Would you retype each record exactly as given?

[Collected data]
────────
PR #142, opened 2019-07-03
KRML_HOME -> KREMLIN_HOME

tahina-pro:
Nobody seems to be using KRML_HOME, but everybody in Project Everest is using KREMLIN_HOME instead.


msprotz:
Looks good to me. I assume that you've double-checked this creates no Everest regressions? I'll let you watch for any breakages.

Thanks,

Jonathan

PR #149, opened 2019-09-26
Extract top-level gcmalloc and ugcmalloc without initializers

s-zanella:


msprotz:
This looks great. And, yes, static storage is guaranteed to be zero-initialized. As long as the frontend only accepts EAny and Constant 0 for default values, then we're good.

Thanks for a great patch.

PR #154, opened 2019-11-25
Update types.h

franziskuskiefer:
The `elif` branch here also needs make sure we're on a x64 machine.


msprotz:
Thanks Franziskus, this seems sensible. Re-running CI to see if we get a green (I don't see why not).

msprotz:
Famous last words, the linux build failed. Looking into it...

msprotz:
```
[STDOUT]/home/everest/kremlin/kremlib/dist/generic/libkremlib.a(fstar_bytes.o): In function `FStar_Bytes_uint128_of_bytes':
[STDOUT]/home/everest/kremlin/kremlib/dist/generic/fstar_bytes.c:193: undefined reference to `FStar_UInt128_uint64_to_uint128'
[STDOUT]/home/everest/kremlin/kremlib/dist/generic/fstar_bytes.c:195: undefined reference to `FStar_UInt128_shift_left'
[STDOUT]/home/everest/kremlin/kremlib/dist/generic/fstar_bytes.c:196: undefined reference to `FStar_UInt128_uint64_to_uint128'
[STDOUT]/home/everest/kremlin/kremlib/dist/generic/fstar_bytes.c:196: undefined reference to `FStar_UInt128_logxor'
```

msprotz:
According to https://sourceforge.net/p/predef/wiki/Architectures/ _M_X64 is only defined by Visual Studio, meaning this check will always be false since it follows `!defined(_MSC_VER)`.

Did you intend for something like `__x86_64__`?

franziskuskiefer:
> Did you intend for something like `__x86_64__`?

yeah.... we should do `__x86_64__` or `__x86_64`. Unfortunately `build_local.sh` doesn't work for me so lets see what the CI says.

msprotz:
CI failed but that's because your branch is now slightly behind master...

PR #156, opened 2019-11-26
x64 patch for types.h and fstar_uint128.c

franziskuskiefer:
Closing #154 in favour of this one.
Not sure what's up with the Windows box.


msprotz:
Are there any platforms that define one but not the other? In other places I've done feature detection only on `__x86_64__` but I'm sure you get to check more platforms with Mozilla CI and if both macros need to be checked, let me know, as I'll update code in other places

franziskuskiefer:
Yeah we use both in NSS because some compiler define one and some the other. We actually need another one as well `defined(__aarch64__)`.

PR #157, opened 2019-11-26
Include stdint for __int128

franziskuskiefer:
stdint.h is required on older compilers to get __int128


msprotz:
Out of curiosity, which old x64 compilers need this?

franziskuskiefer:
I didn't do an exact check but everything GCC <= 4.6 [it seems](https://stackoverflow.com/questions/16088282/is-there-a-128-bit-integer-in-gcc).

PR #158, opened 2019-11-26
check for aarch64; don't use deprecate on GCC <= 4.4

franziskuskiefer:
GCC <= 4.4 doesn't support the deprecated attribute.
On aarch64 we have unint128 as well.


msprotz:
Thanks! This is very helpful.

Issue #527, opened 2018-02-14
add a knob to modify the number of blank lines around top level function and class definitions


Anthchirp:
[PEP8 says use 2](https://www.python.org/dev/peps/pep-0008/#blank-lines). As things go a different number is of course much more sensible, so make it something adjustable.

This forms part of #347.

PR #528, opened 2018-02-14
Add knob BLANK_LINES_AROUND_TOP_LEVEL_DEFINITION

Anthchirp:
suggested patch for #527 to gauge whether there is any interest in this at all.

If so, need to
- [ ] make sure it actually works
- [ ] add test
- [ ] discuss if there is a nicer way of expressing 1+number_of_lines
- [ ] ...or should it be a "1 or 2" boolean flag instead of an int?

### DIFF
--- a/CHANGELOG
+++ b/CHANGELOG
@@ -7,6 +7,8 @@
 - Introduce a new option of formatting multiline literals. Add
   `SPLIT_BEFORE_CLOSING_BRACKET` knob to control whether closing bracket should
   get their own line.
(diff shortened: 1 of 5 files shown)


gwelymernans:
@Anthchirp Thanks for the PR. Could you sign the CLA for this? :-)

Anthchirp:
signed

gwelymernans:
Could you update the `CHANGELOG` and `README.rst` files with the new flag?

Issue #380, opened 2017-03-09
use_tabs=True does not work for lists and dictionaries


eskhool:
We use_tabs for indentation but  continuation_indent_width still uses spaces instead of tabs for lists and dictionaries that are split over multiple lines. If required there should be a separate knob for this which allows setting of tabs vs spaces for lists and dictionaries

``

gwelymernans:
I'm not a "tabs" guy, so I need to ask more about what you need. Should the tabs in the continuation indent be the same number as the value of the `CONTINUATION_INDENT` knob? So if it's 4, then there would be 4 tabs?

eskhool:
Thanks for not starting a 'holy war' on this 👍 . Ideally, though this may vary even amongst us 'tabs' people, I think I would want the continuation indent to be additional to the indent at which the code is at right now. so CONTINUATION_INDENT=1 should result in the code below
Eg below
`
def a():
	call_to_a_long_function_(
		b=2,
		c=3,
	)

`

gwelymernans:
I'm not above holy wars, but we need to support the feature. ;-)

I think I understand what you want then. I'm going to create a branch and let you test it out for me, if you would.

eskhool:
Us minority of 'tabbers' definitely need the support of the larger community :D.
Happy to test, with a reasonably large and varied code base.

yota-code:
I agree with @eskhool: an opening character (brace, bracket, etc.) give me an extra indent (ie. tab) on the next line.
As a "tabber" too, I can not understand the trend to do ASCII-art and space based alignment :), where you break everything each time you change a name... 

Nonetheless, thank you for yapf

eskhool:
@yota-code, as a fellow tabber ...are you able to use yapf at all without this change? I find that it completely breaks my formatting. Just clarifying if that thank you if for the effort in general or because it works for you also :)

LEW21:
+1 about just using extra normal indent, as a rule there is simply no place in the tab world for visual indents.

@eskhool I'm not.

LEW21:
Actually, it seems that it works correctly on yapf 0.16.1+.

PetterS:
I think using tabs only for indentation is also a common case. For example, this is supported by clang-format as "UseTab: ForIndentation". Then spaces can still be used to vertically align stuff.

gregwym:
Seems like it will be part of v0.20.2. Very exciting to see this lands!

gregwym:
[...]

PR #531, opened 2018-02-27
Add `CONTINUATION_ALIGNMENT_TYPE` knob to adjust how continuation lines vertically aligned when `USE_TABS` = True

yinyin:
The following alignment modes are implemented:

- `SPACE`: vertically align with spaces. current (0.20.2) and default behavior.
- `FIXED`: just use fixed number of tabs (`CONTINUATION_INDENT_WIDTH` / `INDENT_WIDTH`).
- `LESS`: Slightly left if cannot vertically align continuation lines with tabs.
- `MORE`: Slightly right if cannot vertically align continuation lines with tabs.

Here is how different mode look like:

continuation_alignment_type

with configuration:

```YAML
[style]
based_on_style = chromium
USE_TABS = true
COLUMN_LIMIT=32
INDENT_WIDTH=4
CONTINUATION_INDENT_WIDTH=8
# CONTINUATION_ALIGNMENT_TYPE =
```

Test cases are added. But the function `_TabModeContAlignPadding()` I added to `format_token.py` for generating alignment padding string still marked as *miss* in coverage report. Tried to fix but no clue so far.

### DIFF
--- a/CHANGELOG
+++ b/CHANGELOG
@@ -7,6 +7,8 @@
 - Introduce a new option of formatting multiline literals. Add
   `SPLIT_BEFORE_CLOSING_BRACKET` knob to control whether closing bracket should
   get their own line.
────────
* [TASK OUTPUT]
PR #142, opened 2019-07-03
KRML_HOME -> KREMLIN_HOME

tahina-pro:
Nobody seems to be using KRML_HOME, but everybody in Project Everest is using KREMLIN_HOME instead.


msprotz:
Looks good to me. I assume that you've double-checked this creates no Everest regressions? I'll let you watch for any breakages.

Thanks,

Jonathan

PR #149, opened 2019-09-26
Extract top-level gcmalloc and ugcmalloc without initializers

s-zanella:


msprotz:
This looks great. And, yes, static storage is guaranteed to be zero-initialized. As long as the frontend only accepts EAny and Constant 0 for default values, then we're good.

Thanks for a great patch.

PR #154, opened 2019-11-25
Update types.h

franziskuskiefer:
The `elif` branch here also needs make sure we're on a x64 machine.


msprotz:
Thanks Franziskus, this seems sensible. Re-running CI to see if we get a green (I don't see why not).

msprotz:
Famous last words, the linux build failed. Looking into it...

msprotz:
```
[STDOUT]/home/everest/kremlin/kremlib/dist/generic/libkremlib.a(fstar_bytes.o): In function `FStar_Bytes_uint128_of_bytes':
[STDOUT]/home/everest/kremlin/kremlib/dist/generic/fstar_bytes.c:193: undefined reference to `FStar_UInt128_uint64_to_uint128'
[STDOUT]/home/everest/kremlin/kremlib/dist/generic/fstar_bytes.c:195: undefined reference to `FStar_UInt128_shift_left'
[STDOUT]/home/everest/kremlin/kremlib/dist/generic/fstar_bytes.c:196: undefined reference to `FStar_UInt128_uint64_to_uint128'
[STDOUT]/home/everest/kremlin/kremlib/dist/generic/fstar_bytes.c:196: undefined reference to `FStar_UInt128_logxor'
```

msprotz:
According to https://sourceforge.net/p/predef/wiki/Architectures/ _M_X64 is only defined by Visual Studio, meaning this check will always be false since it follows `!defined(_MSC_VER)`.

Did you intend for something like `__x86_64__`?

franziskuskiefer:
> Did you intend for something like `__x86_64__`?

yeah.... we should do `__x86_64__` or `__x86_64`. Unfortunately `build_local.sh` doesn't work for me so lets see what the CI says.

msprotz:
CI failed but that's because your branch is now slightly behind master...

PR #156, opened 2019-11-26
x64 patch for types.h and fstar_uint128.c

franziskuskiefer:
Closing #154 in favour of this one.
Not sure what's up with the Windows box.


msprotz:
Are there any platforms that define one but not the other? In other places I've done feature detection only on `__x86_64__` but I'm sure you get to check more platforms with Mozilla CI and if both macros need to be checked, let me know, as I'll update code in other places

franziskuskiefer:
Yeah we use both in NSS because some compiler define one and some the other. We actually need another one as well `defined(__aarch64__)`.

PR #157, opened 2019-11-26
Include stdint for __int128

franziskuskiefer:
stdint.h is required on older compilers to get __int128


msprotz:
Out of curiosity, which old x64 compilers need this?

franziskuskiefer:
I didn't do an exact check but everything GCC <= 4.6 [it seems](https://stackoverflow.com/questions/16088282/is-there-a-128-bit-integer-in-gcc).

PR #158, opened 2019-11-26
check for aarch64; don't use deprecate on GCC <= 4.4

franziskuskiefer:
GCC <= 4.4 doesn't support the deprecated attribute.
On aarch64 we have unint128 as well.


msprotz:
Thanks! This is very helpful.

Issue #527, opened 2018-02-14
add a knob to modify the number of blank lines around top level function and class definitions


Anthchirp:
[PEP8 says use 2](https://www.python.org/dev/peps/pep-0008/#blank-lines). As things go a different number is of course much more sensible, so make it something adjustable.

This forms part of #347.

PR #528, opened 2018-02-14
Add knob BLANK_LINES_AROUND_TOP_LEVEL_DEFINITION

Anthchirp:
suggested patch for #527 to gauge whether there is any interest in this at all.

If so, need to
- [ ] make sure it actually works
- [ ] add test
- [ ] discuss if there is a nicer way of expressing 1+number_of_lines
- [ ] ...or should it be a "1 or 2" boolean flag instead of an int?

### DIFF
--- a/CHANGELOG
+++ b/CHANGELOG
@@ -7,6 +7,8 @@
 - Introduce a new option of formatting multiline literals. Add
   `SPLIT_BEFORE_CLOSING_BRACKET` knob to control whether closing bracket should
   get their own line.
(diff shortened: 1 of 5 files shown)


gwelymernans:
@Anthchirp Thanks for the PR. Could you sign the CLA for this? :-)

Anthchirp:
signed

gwelymernans:
Could you update the `CHANGELOG` and `README.rst` files with the new flag?

Issue #380, opened 2017-03-09
use_tabs=True does not work for lists and dictionaries


eskhool:
We use_tabs for indentation but  continuation_indent_width still uses spaces instead of tabs for lists and dictionaries that are split over multiple lines. If required there should be a separate knob for this which allows setting of tabs vs spaces for lists and dictionaries

``

gwelymernans:
I'm not a "tabs" guy, so I need to ask more about what you need. Should the tabs in the continuation indent be the same number as the value of the `CONTINUATION_INDENT` knob? So if it's 4, then there would be 4 tabs?

eskhool:
Thanks for not starting a 'holy war' on this 👍 . Ideally, though this may vary even amongst us 'tabs' people, I think I would want the continuation indent to be additional to the indent at which the code is at right now. so CONTINUATION_INDENT=1 should result in the code below
Eg below
`
def a():
	call_to_a_long_function_(
		b=2,
		c=3,
	)

`

gwelymernans:
I'm not above holy wars, but we need to support the feature. ;-)

I think I understand what you want then. I'm going to create a branch and let you test it out for me, if you would.

eskhool:
Us minority of 'tabbers' definitely need the support of the larger community :D.
Happy to test, with a reasonably large and varied code base.

yota-code:
I agree with @eskhool: an opening character (brace, bracket, etc.) give me an extra indent (ie. tab) on the next line.
As a "tabber" too, I can not understand the trend to do ASCII-art and space based alignment :), where you break everything each time you change a name... 

Nonetheless, thank you for yapf

eskhool:
@yota-code, as a fellow tabber ...are you able to use yapf at all without this change? I find that it completely breaks my formatting. Just clarifying if that thank you if for the effort in general or because it works for you also :)

LEW21:
+1 about just using extra normal indent, as a rule there is simply no place in the tab world for visual indents.

@eskhool I'm not.

LEW21:
Actually, it seems that it works correctly on yapf 0.16.1+.

PetterS:
I think using tabs only for indentation is also a common case. For example, this is supported by clang-format as "UseTab: ForIndentation". Then spaces can still be used to vertically align stuff.

gregwym:
Seems like it will be part of v0.20.2. Very exciting to see this lands!

gregwym:
[...]

PR #531, opened 2018-02-27
Add `CONTINUATION_ALIGNMENT_TYPE` knob to adjust how continuation lines vertically aligned when `USE_TABS` = True

yinyin:
The following alignment modes are implemented:

- `SPACE`: vertically align with spaces. current (0.20.2) and default behavior.
- `FIXED`: just use fixed number of tabs (`CONTINUATION_INDENT_WIDTH` / `INDENT_WIDTH`).
- `LESS`: Slightly left if cannot vertically align continuation lines with tabs.
- `MORE`: Slightly right if cannot vertically align continuation lines with tabs.

Here is how different mode look like:

continuation_alignment_type

with configuration:

```YAML
[style]
based_on_style = chromium
USE_TABS = true
COLUMN_LIMIT=32
INDENT_WIDTH=4
CONTINUATION_INDENT_WIDTH=8
# CONTINUATION_ALIGNMENT_TYPE =
```

Test cases are added. But the function `_TabModeContAlignPadding()` I added to `format_token.py` for generating alignment padding string still marked as *miss* in coverage report. Tried to fix but no clue so far.

### DIFF
--- a/CHANGELOG
+++ b/CHANGELOG
@@ -7,6 +7,8 @@
 - Introduce a new option of formatting multiline literals. Add
   `SPLIT_BEFORE_CLOSING_BRACKET` knob to control whether closing bracket should
   get their own line.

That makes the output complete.